▶ **YOUR GOAL**:
From the data below, copy exactly the lines that lie between the one holding "- Supervisor permissions: N/A" and the one holding "### LINKED ISSUE #519: Fix", including both, and nothing more.

▶ **PROVIDED INFORMATION**:

PR #660, opened 2020-09-05
Adds "Return to dashboard" button

### LINKED ISSUE #635: add return to dashboard button to all create new user pages
Part of epic #4

admin

On all create new user pages (i.e. create new volunteer, create new supervisor, create new CASA Case)

**Description**
To the right of the "create user" button, there should be a different colored button that says "return to dashboard" which brings an admin back to their dashboard. 

This button should replace any _Back_ button/hyperlinked text that may be on the page.

**Screenshots**
This is what it should look like:
Screen Shot 2020-09-02 at 7 04 20 PM (2)

armahillo:
Resolves #635 

### What changed, and why?
This satisfies the request of the issue to add "Return to Dashboard" button in place of the "Back" links.

Additionally, it:
 - Creates a new helper file (`UiHelper`) that defines a `return_to_dashboard_button` helper. (This will reduce future editing should the behavior or classes need to change)
 - Creates a new SessionHelper for RSpec to mediate sign-ins, and applies those to the affected specs
 - Creates some new View specs to test this feature

n/a

Tests are written!

We used View specs because there were already view specs created, and TBH it would be overkill to test it with a full system test.

I also tested it manually

### Screenshots please :)
spin up your server and click these links:
 - http://localhost:3000/casa_cases/new
 - http://localhost:3000/case_contacts/new
 - http://localhost:3000/volunteers/new
 - http://localhost:3000/supervisors/new

### Feelings gif (optional)
How to embed:
`alt text`

### DIFF
--- a/app/helpers/ui_helper.rb
+++ b/app/helpers/ui_helper.rb
@@ -1,0 +1,5 @@
+module UiHelper
+  def return_to_dashboard_button
+    link_to 'Return to Dashboard', root_path, { class: "btn btn-info pull-right" }
+  end
+end
--- a/app/views/casa_cases/new.html.erb
+++ b/app/views/casa_cases/new.html.erb
@@ -23,7 +23,7 @@
 
       <div class="actions">
         <%= form.submit "Create CASA Case", class: "btn btn-primary" %>
-        <%= link_to 'Return to Dashboard', { controller: "dashboard", action: :show}, { class: "btn btn-info pull-right" } %>
+        <%= return_to_dashboard_button %>
       </div>
     <% end %>
   </div>
--- a/app/views/casa_cases/new.html.erb
+++ b/app/views/casa_cases/new.html.erb
@@ -23,9 +23,10 @@
 
       <div class="actions">
         <%= form.submit "Create CASA Case", class: "btn btn-primary" %>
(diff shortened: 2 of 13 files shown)


app/helpers/ui_helper.rb
```diff
@@ -0,0 +1,5 @@
+module UiHelper
+  def return_to_dashboard_button
+    link_to 'Return to Dashboard', root_path, { class: "btn btn-info pull-right" }
+  end
+end
```
compwron, line 5: Missing line ending, might want to make your editor not do this 
Next time we do a linting pass this will get updated, no worries

app/views/casa_cases/new.html.erb
```diff
@@ -23,9 +23,10 @@
 
       <div class="actions">
         <%= form.submit "Create CASA Case", class: "btn btn-primary" %>
+        <%= return_to_dashboard_button %>
       </div>
     <% end %>
   </div>
 </div>
 <br>
-<%= link_to 'Back', :back %>
```
compwron, line 31: Farewell back button

compwron (approved):
Beauuuuutiful! And such tests! 💖🎉🙌🏼

PR #669, opened 2020-09-05
Add deletes to seed

compwron:
none

### What changed, and why?
https://edgeguides.rubyonrails.org/active_record_migrations.html#migrations-and-seed-data
https://blog.saeloun.com/2019/09/30/rails-6-adds-db-seed-replant-task-and-db-truncate_all.html
https://github.com/rails/rails/issues/34765

no

`rake db:seed`
`rake db:reseed`

### DIFF
--- a/db/seeds/development.rb
+++ b/db/seeds/development.rb
@@ -1,5 +1,13 @@
 require "faker"
 
+CaseContact.delete_all
+SupervisorVolunteer.delete_all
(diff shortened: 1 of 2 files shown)


compwron:
Maybe we shouldn't do this, we should use `reseed` every time? But I don't know, and I don't like being halfway in between
Happy to have this changed in the future

PR #671, opened 2020-09-05
Preserve all case contact inputs, even when invalid

### LINKED ISSUE #570: Editing case contact errors should not wipe previous selections
Part of epics #3 #105 #4

**What type of user is this for? [admin/volunteer/supervisor/all or All CASA Admin]**
all

On the edit case contact page, accessible from all user dashboards with exception to All CASA Admin.

**Description**
When a user triggers an error message on the Edit Case Contact page, sometimes the user's previous selections get wiped (not all of them, but it's not consistent). Making any changes when editing a case contact (whether or not an error is triggered) should preserve user selections, not wipe them.

This bug is not consistently replicated.

The most common way to trigger an error and replicate: 
Change the duration to 0 hours and 0 minutes, and click submit.

This bug will probably require testing on the entire Edit Case Contact page to help replicate consistently and identify bug.

**Screenshots**
None yet, but if you are able to replicate, please take a screenshot and add here!

alindeman:
Resolves #570

### What changed, and why?
* Remove helpers that were not used, rename some others for clarity
* Make sure all input is preserved if we are forced to re-render the case contact form because a validation fails

- Volunteer permissions: N/A
- Supervisor permissions: N/A
- Admin permissions: N/A

I enhanced a few tests to try to cover this area.


compwron (approved):
Very nice! Deleting code is delightful
And testssss
✨

PR #674, opened 2020-09-05
Fixes bullet n+1 on casa cases.

### LINKED ISSUE #519: Fix bullet n+1 issues in tests
In `test.rb` uncomment the line `Bullet.raise = true` and run the tests `rake rspec`
You will see failures. 
Fix the failures (one PR per test is fine&good). 
When there are no failures, leave the line `Bullet.raise = true` not commented and make a PR for that also

mecastelom:
Resolves #519
Resolves N+1 bullet notifications on casa_cases

### What changed, and why?
bullet was raising a n+1 error on case_controller#index.
In order to fix the error, an includes on casa_cases when pulling the organization was added when the current user is not a volunteer.

No permissions were affected

Running bullet the error in that action is not raised.

### Feelings gif (optional)
How to embed:
`alt text`

### DIFF
--- a/app/controllers/casa_cases_controller.rb
+++ b/app/controllers/casa_cases_controller.rb
@@ -6,7 +6,14 @@ class CasaCasesController < ApplicationController
   # GET /casa_cases
   # GET /casa_cases.json
   def index
-    @casa_cases = policy_scope(current_organization.casa_cases)
+    org_cases = if current_user.volunteer?
+                  current_organization.casa_cases
+                else
+                  # to avoid N + 1 error raised by bullet
+                  CasaOrg.includes(:casa_cases).find_by(id: current_user.casa_org_id).casa_cases
+                end
+
+    @casa_cases = policy_scope(org_cases)
   end
 
   # GET /casa_cases/1
@@ -67,7 +74,6 @@ class CasaCasesController < ApplicationController
   end
 
   private
-
   # Use callbacks to share common setup or constraints between actions.
   def set_casa_case
     @casa_case = current_organization.casa_cases.find(params[:id])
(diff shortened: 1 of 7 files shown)


app/controllers/casa_cases_controller.rb
```diff
@@ -6,7 +6,14 @@ class CasaCasesController < ApplicationController
   # GET /casa_cases
   # GET /casa_cases.json
   def index
-    @casa_cases = policy_scope(current_organization.casa_cases)
+    org_cases = if current_user.volunteer?
+                  current_organization.casa_cases
+                else
+                  # to avoid N + 1 error raised by bullet
+                  CasaOrg.includes(:casa_cases).find_by(id: current_user.casa_org_id).casa_cases
+                end
```
alindeman, line 14: @mecastelom It's not clear to me why this conditional (`if`/`else`) is needed. Does the user being a volunteer affect what queries are run for this controller/view? I looked at the corresponding view, but couldn't see anything offhand.

mecastelom: @alindeman There is casa_case_policy 2 that avoid the n+1 issue for volunteers.

alindeman: @mecastelom Gotcha. Do you think the `includes` could be moved into the policy? That might be a more centralized place to fix it.

alindeman: Or alternatively, would it be OK to add the `includes` to both cases here, removing the conditional? I'm mostly concerned that this looks a lot like policy being enforced in the controller, which we generally don't like. It's not _actually_, but it looks a lot like it and it might accidentally evolve into that over time if we're not careful. The branching logic also adds an additional conditional that must be maintained and tested.

compwron:
This looks good but it's still in "draft" status- do you want me to review it yet? :)

jmkoni (approved):
Looks great! Are all of these tested?

compwron (approved):

compwron:
Once we've fixed the bullet issues, we can turn on Bullet.config.raise = true for the "test" environment to prevent any new ones from coming up in tested code (and hall code should be tested code 😅

PR #681, opened 2020-09-06
fixes bug that defaults contact made to false

### LINKED ISSUE #673: [BUG] new case contact contact made defaults to false. It should not have a default
[BUG] new case contact contact made defaults to false. It should not have a default
Please also write a test for this to make sure it doesn't break again (for all no-default fields)
This happened while logged into staging with volunteer2

Screen Shot 2020-09-05 at 2 52 57 PM

jmkoni:
Resolves #673

### What changed, and why?
a change was previously made that checked "No" for contact made if `!case_contact.contact_made`. This returns true if `contact_made` is `nil`, so it was effectively defaulting to false. Added back in code and tests that checks if the value is actually set to false. We could potentially simplify this and remove the helper, but that makes it harder to test, so I'm in favor of keeping the helper.

No

Added a system spec that validates that, if it's not selected, it doesn't get automatically selected on submit.

### DIFF
--- a/app/helpers/case_contacts_helper.rb
+++ b/app/helpers/case_contacts_helper.rb
@@ -8,6 +8,10 @@ module CaseContactsHelper
     case_contact.duration_minutes.to_i.remainder(60)
   end
 
+  def set_contact_made_false(case_contact)
+    case_contact.persisted? && case_contact.contact_made == false
+  end
+
   def render_back_link(casa_case)
     return send_home if !current_user || current_user&.volunteer?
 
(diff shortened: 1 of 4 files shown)


app/helpers/case_contacts_helper.rb
```diff
@@ -8,6 +8,10 @@ def duration_minutes(case_contact)
     case_contact.duration_minutes.to_i.remainder(60)
   end
 
+  def set_contact_made_false(case_contact)
+    case_contact.persisted? && case_contact.contact_made == false
```
alindeman, line 12: Thanks for catching this. The `persisted?` behavior was subtle, so I thought it was unnecessary when I removed it. I was obviously wrong :)

compwron (approved):
Whew! And excellent tests :) 💖

PR #684, opened 2020-09-06
update all casa admin sessions/new to match main login

### LINKED ISSUE #683: Make AllCasaAdmin sign in page look like "normal" sign in page

/all_casa_admins/sign_in still looks like Devise defaults. Fix that.

abachman:
Reused devise/sessions/new erb on the all_casa_admins/sessions/new page. 

Fixes #683

Added positive and negative sign in tests (can sign in as, can't sign in as) for all three `User` derived and the `AllCasaAdmin` user types.


compwron (approved):
Shinyyyyyyyy ✨✨✨

PR #688, opened 2020-09-06
Volunteer without name set cannot be reached on case view

### LINKED ISSUE #678: Volunteer without name set cannot be reached on case view
Volunteer without name set cannot be reached on case view
Note how the volunteer without a name set can't be clicked into. Let's make the name here default to email if its not available. something like `volunteer.display_name || volunteer.email` - we might have a helper for this already? I forget
We could also hide the email column, it's not needed here imo

Screen Shot 2020-09-05 at 3 37 21 PM

ErinClaudio:
Resolves #678 

- Volunteer permissions:
- Supervisor permissions:
- Admin permissions:

### Feelings gif (optional)
How to embed:
`alt text`

### DIFF
--- a/.gitignore
+++ b/.gitignore
@@ -40,3 +40,4 @@ yarn-debug.log*
 coverage/
 .idea/
 config/credentials.yml.enc
+vendor/bundle/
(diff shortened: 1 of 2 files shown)


compwron (approved):
🙌🏼 Woot woot woot! 📈✨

▶ **WRITTEN RESPONSE**:
- Supervisor permissions: N/A
- Admin permissions: N/A

I enhanced a few tests to try to cover this area.


compwron (approved):
Very nice! Deleting code is delightful
And testssss
✨

PR #674, opened 2020-09-05
Fixes bullet n+1 on casa cases.

### LINKED ISSUE #519: Fix bullet n+1 issues in tests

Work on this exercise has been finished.